* DATA SECTION
Issue #3270, opened 2020-04-06
Support default settings for mute/unmute and camera off/on


philipreimer:
**Is your feature request related to a problem? Please describe.**
Everytime I join a Nextcloud Talk call using the browser, microphone and camera are active by default. I always have to mute myself and disable the camera.
I have made the experience that joining a call muted is favorable, especially in group calls, and especially if not everyone uses a headset. When everyone joins unmuted there often is a lot of disturbing background noise.

**Describe the solution you'd like**
There should be a way to configure the default settings for microphone and camera, which are applied automatically when joining a call.

A new section in the Personal Settings dedicated to Talk could be created containing two checkboxes:
* join calls muted by default
* join calls with camera off by default

**Describe alternatives you've considered**

The global Talk settings, which can only be changed by Administrators, could be extended to include two checkboxes:
* call participants join muted by default
* call participanst join with camera off by default

wbob:
I have the opposite experience for one-on-one chats: when joining calls after allowing mic+cam in the browser, I have to activate the inputs by clicking the symbols each, something I need to explain to a user unfamiliar with the interface initially. In one-on-ones, it's clear we both want to talk right away.

Though I understand your argument for a different default for group calls. I somehow think browsers should have a default handling, but couldn't find if the behaviour is meant to be standardized.

nickvergessen:
@wbob just upgrade your Talk to 8.0.7, that comes with default enabled and remembers the state in your browser on a per conversation level.

wbob:
@nickvergessen - very kind to hook me up with #3205, thank you. I really tried to search for prior issues but didn't land on #2485.

On topic: one proposition to the aforementioned issue of @philipreimer could be to make use of more than one join-button ("join with audio&camera", "join with audio only", "join muted") for group calls as surfacing as "topbar" discussion also in #2969. It's an interesting UX challenge.

philipreimer:
@wbob @nickvergessen I missed #2485 when looking for existing issues. Reading the comments there it seems that people think having a setting to start calls muted by default might be confusing for the user. So the idea is now to have separate buttons when joining a call? Is there a specific issue that I could follow?

Then this could be closed.

nickvergessen:
No, I guess we will use this issue for that topic.

kzar79:
[...]

PR #3661, opened 2020-05-25
Always start with disabled media by default

nickvergessen:

### DIFF
--- a/src/utils/webrtc/models/LocalMediaModel.js
+++ b/src/utils/webrtc/models/LocalMediaModel.js
@@ -181,7 +181,7 @@ LocalMediaModel.prototype = {
 	_setInitialMediaState: function(configuration) {
 		if (configuration.audio !== false) {
 			this.set('audioAvailable', true)
-			if (!localStorage.getItem('audioDisabled_' + this.get('token')) || this.get('audioEnabled')) {
+			if (localStorage.getItem('audioEnabled_' + this.get('token')) || this.get('audioEnabled')) {
 				this.enableAudio()
 			} else {
 				this.disableAudio()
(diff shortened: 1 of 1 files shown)


nickvergessen:
@jancborchardt @ma12-co thoughts on this?
We get quite some requests from bigger installations for this, while in the "home" case the old behaviour might be the desired one. I can understand both worlds but don't want to have something like a "this is a big instance" setting, or even a setting per conversation.

jancborchardt:
Yeah, we can do it this way or the other – don't really mind either way. Starting without video always is fine as it preserves bandwidth and privacy.

The real problem is that at the moment there is no way to get a preview of your webcam in the app without also broadcasting it.

nickvergessen:
Then lets do it after https://github.com/nextcloud/nextcloud-browser-storage/pull/2 has a release which breaks the browser storage key values anyway

jancborchardt:
Ah right, just one note: For 1on1 calls, _audio_ should be on by default, right? Otherwise I foresee a lot of confusion and possibly reports about sound not working.

ma12-co:
I don't like this.. I like the current behavior (remembering of the current state) and my Idea for the future was to implement a split button showing the last used option.

59698241-45f45e00-91bd-11e9-8b17-eafd8d0eb7d8


The option in the button would be:

* Join with audio 
* Join with video 
* Join silently
... Or something like that

To satisfy the needs of bigger installation, "silent join" could be enforced by moderators on a per conversation basis in the conversations settings tab (sidebar). But for most people hitting the call button means opening your mic or video if it's a video call. We've had many reports about how counter intuitive the old behavior was.

PVince81:
relates to the "split button" bit of https://github.com/nextcloud/spreed/issues/3270

nickvergessen:
Closing as the split button is not an option.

* INSTRUCTIONS FOR THE TASK
Please give back exactly the lines of this listing beginning at the line with "if (configuration.audio !== false)" and ending with the line with "thoughts on this?", both included, and nothing else.

* ANSWER BOX
 		if (configuration.audio !== false) {
 			this.set('audioAvailable', true)
-			if (!localStorage.getItem('audioDisabled_' + this.get('token')) || this.get('audioEnabled')) {
+			if (localStorage.getItem('audioEnabled_' + this.get('token')) || this.get('audioEnabled')) {
 				this.enableAudio()
 			} else {
 				this.disableAudio()
(diff shortened: 1 of 1 files shown)


nickvergessen:
@jancborchardt @ma12-co thoughts on this?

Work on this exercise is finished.